(Stored items)
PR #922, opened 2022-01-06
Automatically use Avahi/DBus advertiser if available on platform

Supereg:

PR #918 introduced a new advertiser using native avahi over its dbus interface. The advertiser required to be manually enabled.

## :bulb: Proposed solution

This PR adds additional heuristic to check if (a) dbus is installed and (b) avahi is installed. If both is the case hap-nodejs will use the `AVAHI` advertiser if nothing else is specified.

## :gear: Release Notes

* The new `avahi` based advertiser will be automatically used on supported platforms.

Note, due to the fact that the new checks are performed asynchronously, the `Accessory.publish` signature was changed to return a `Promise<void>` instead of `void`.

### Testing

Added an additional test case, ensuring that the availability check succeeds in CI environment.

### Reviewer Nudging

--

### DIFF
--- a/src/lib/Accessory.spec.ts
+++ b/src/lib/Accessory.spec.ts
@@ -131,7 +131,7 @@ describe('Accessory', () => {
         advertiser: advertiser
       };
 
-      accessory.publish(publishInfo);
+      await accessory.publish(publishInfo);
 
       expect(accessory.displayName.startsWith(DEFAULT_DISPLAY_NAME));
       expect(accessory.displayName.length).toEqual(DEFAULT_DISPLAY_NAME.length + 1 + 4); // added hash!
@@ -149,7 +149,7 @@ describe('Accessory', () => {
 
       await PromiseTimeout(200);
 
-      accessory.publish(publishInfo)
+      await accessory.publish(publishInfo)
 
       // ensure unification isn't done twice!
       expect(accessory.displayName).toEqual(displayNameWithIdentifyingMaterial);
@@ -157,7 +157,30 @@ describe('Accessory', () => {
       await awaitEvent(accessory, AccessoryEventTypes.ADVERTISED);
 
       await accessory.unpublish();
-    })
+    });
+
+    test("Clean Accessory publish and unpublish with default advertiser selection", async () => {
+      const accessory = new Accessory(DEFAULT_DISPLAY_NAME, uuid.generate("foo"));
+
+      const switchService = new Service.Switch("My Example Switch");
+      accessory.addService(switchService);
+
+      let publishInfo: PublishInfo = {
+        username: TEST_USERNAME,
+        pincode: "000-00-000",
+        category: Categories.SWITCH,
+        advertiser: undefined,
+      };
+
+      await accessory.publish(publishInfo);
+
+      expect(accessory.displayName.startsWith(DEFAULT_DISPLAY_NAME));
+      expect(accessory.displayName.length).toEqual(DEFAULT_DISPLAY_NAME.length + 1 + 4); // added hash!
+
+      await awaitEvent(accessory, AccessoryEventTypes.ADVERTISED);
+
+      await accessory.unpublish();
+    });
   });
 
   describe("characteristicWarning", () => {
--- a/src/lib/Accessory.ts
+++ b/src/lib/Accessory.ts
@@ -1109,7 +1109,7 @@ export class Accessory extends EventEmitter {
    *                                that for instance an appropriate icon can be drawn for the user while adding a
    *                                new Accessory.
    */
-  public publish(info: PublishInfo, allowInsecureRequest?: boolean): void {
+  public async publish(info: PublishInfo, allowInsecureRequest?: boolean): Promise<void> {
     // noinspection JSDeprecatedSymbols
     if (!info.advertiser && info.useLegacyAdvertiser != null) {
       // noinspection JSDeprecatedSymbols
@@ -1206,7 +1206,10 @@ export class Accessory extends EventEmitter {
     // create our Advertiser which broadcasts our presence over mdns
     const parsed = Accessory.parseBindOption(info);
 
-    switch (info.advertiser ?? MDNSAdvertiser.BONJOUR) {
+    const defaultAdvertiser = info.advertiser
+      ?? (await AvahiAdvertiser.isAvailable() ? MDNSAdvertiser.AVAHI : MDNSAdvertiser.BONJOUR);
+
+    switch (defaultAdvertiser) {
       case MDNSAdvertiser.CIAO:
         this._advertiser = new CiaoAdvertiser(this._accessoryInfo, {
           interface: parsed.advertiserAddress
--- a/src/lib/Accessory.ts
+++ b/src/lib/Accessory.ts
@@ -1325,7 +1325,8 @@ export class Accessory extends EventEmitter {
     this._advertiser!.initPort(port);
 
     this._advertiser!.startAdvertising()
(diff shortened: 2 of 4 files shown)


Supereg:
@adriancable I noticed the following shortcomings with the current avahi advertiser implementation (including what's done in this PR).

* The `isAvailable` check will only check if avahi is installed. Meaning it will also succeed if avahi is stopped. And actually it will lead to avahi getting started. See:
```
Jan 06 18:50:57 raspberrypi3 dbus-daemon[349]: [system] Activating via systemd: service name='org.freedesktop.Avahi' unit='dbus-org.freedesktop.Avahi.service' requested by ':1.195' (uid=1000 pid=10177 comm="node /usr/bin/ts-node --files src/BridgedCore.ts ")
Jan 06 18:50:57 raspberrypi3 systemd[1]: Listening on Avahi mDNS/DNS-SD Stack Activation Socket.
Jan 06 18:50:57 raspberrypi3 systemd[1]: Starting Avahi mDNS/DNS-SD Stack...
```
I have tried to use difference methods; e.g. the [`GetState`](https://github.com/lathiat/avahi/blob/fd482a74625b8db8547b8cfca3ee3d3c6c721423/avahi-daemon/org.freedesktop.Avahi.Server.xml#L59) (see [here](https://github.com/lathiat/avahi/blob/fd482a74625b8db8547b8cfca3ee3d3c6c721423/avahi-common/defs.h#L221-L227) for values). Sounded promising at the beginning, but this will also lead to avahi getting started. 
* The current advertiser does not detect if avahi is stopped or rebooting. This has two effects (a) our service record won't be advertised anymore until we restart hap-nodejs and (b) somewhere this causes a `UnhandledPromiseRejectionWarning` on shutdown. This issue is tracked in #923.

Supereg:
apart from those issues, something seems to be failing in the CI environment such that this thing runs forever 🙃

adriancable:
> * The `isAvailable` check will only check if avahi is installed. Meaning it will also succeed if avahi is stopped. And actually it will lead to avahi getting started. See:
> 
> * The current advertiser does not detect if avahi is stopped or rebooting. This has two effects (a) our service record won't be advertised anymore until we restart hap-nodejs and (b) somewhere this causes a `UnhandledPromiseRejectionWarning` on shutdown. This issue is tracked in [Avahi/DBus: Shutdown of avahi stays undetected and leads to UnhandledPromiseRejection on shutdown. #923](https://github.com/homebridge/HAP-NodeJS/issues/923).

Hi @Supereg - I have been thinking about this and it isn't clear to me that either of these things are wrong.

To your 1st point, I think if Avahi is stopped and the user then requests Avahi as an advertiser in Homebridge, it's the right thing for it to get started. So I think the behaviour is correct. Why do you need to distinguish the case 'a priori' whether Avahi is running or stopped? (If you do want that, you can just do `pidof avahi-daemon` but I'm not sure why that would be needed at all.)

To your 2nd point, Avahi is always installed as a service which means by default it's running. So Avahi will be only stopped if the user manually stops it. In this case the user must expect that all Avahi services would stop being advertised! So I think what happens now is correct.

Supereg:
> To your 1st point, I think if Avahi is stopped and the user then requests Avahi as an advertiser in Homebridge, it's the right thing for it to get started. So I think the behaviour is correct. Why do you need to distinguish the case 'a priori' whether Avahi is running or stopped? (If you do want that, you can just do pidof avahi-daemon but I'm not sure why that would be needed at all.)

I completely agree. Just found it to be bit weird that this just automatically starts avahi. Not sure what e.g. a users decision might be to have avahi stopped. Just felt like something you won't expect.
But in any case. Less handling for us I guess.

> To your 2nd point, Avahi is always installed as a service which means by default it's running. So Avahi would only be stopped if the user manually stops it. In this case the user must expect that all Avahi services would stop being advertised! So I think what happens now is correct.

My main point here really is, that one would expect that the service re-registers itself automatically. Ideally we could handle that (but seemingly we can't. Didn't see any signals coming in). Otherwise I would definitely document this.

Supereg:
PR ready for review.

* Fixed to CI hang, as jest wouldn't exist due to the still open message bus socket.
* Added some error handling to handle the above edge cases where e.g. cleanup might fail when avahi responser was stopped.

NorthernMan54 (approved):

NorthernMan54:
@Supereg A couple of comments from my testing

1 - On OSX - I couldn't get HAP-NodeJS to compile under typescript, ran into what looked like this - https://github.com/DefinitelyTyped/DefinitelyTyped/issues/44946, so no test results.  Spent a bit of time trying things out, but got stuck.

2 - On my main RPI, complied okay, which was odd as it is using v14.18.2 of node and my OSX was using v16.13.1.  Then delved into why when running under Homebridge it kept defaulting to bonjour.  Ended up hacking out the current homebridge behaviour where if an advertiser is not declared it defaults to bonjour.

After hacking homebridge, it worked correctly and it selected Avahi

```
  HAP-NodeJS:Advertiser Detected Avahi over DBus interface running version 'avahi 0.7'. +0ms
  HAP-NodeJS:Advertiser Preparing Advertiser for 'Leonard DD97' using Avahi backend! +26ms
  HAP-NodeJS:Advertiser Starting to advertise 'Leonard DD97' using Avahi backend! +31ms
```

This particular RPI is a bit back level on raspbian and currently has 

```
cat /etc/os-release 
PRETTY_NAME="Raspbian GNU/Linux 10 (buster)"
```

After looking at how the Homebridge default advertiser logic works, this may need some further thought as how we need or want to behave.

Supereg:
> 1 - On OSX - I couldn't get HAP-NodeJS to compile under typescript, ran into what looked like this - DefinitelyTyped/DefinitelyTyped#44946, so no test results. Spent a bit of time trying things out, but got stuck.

(ACTIVITY):
Reproduce the lines of the entries above from the one with "PR #918 introduced" to the one with "### Testing", both included, exactly and without any other line.

(THE ANSWER):
PR #918 introduced a new advertiser using native avahi over its dbus interface. The advertiser required to be manually enabled.

## :bulb: Proposed solution

This PR adds additional heuristic to check if (a) dbus is installed and (b) avahi is installed. If both is the case hap-nodejs will use the `AVAHI` advertiser if nothing else is specified.

## :gear: Release Notes

* The new `avahi` based advertiser will be automatically used on supported platforms.

Note, due to the fact that the new checks are performed asynchronously, the `Accessory.publish` signature was changed to return a `Promise<void>` instead of `void`.

### Testing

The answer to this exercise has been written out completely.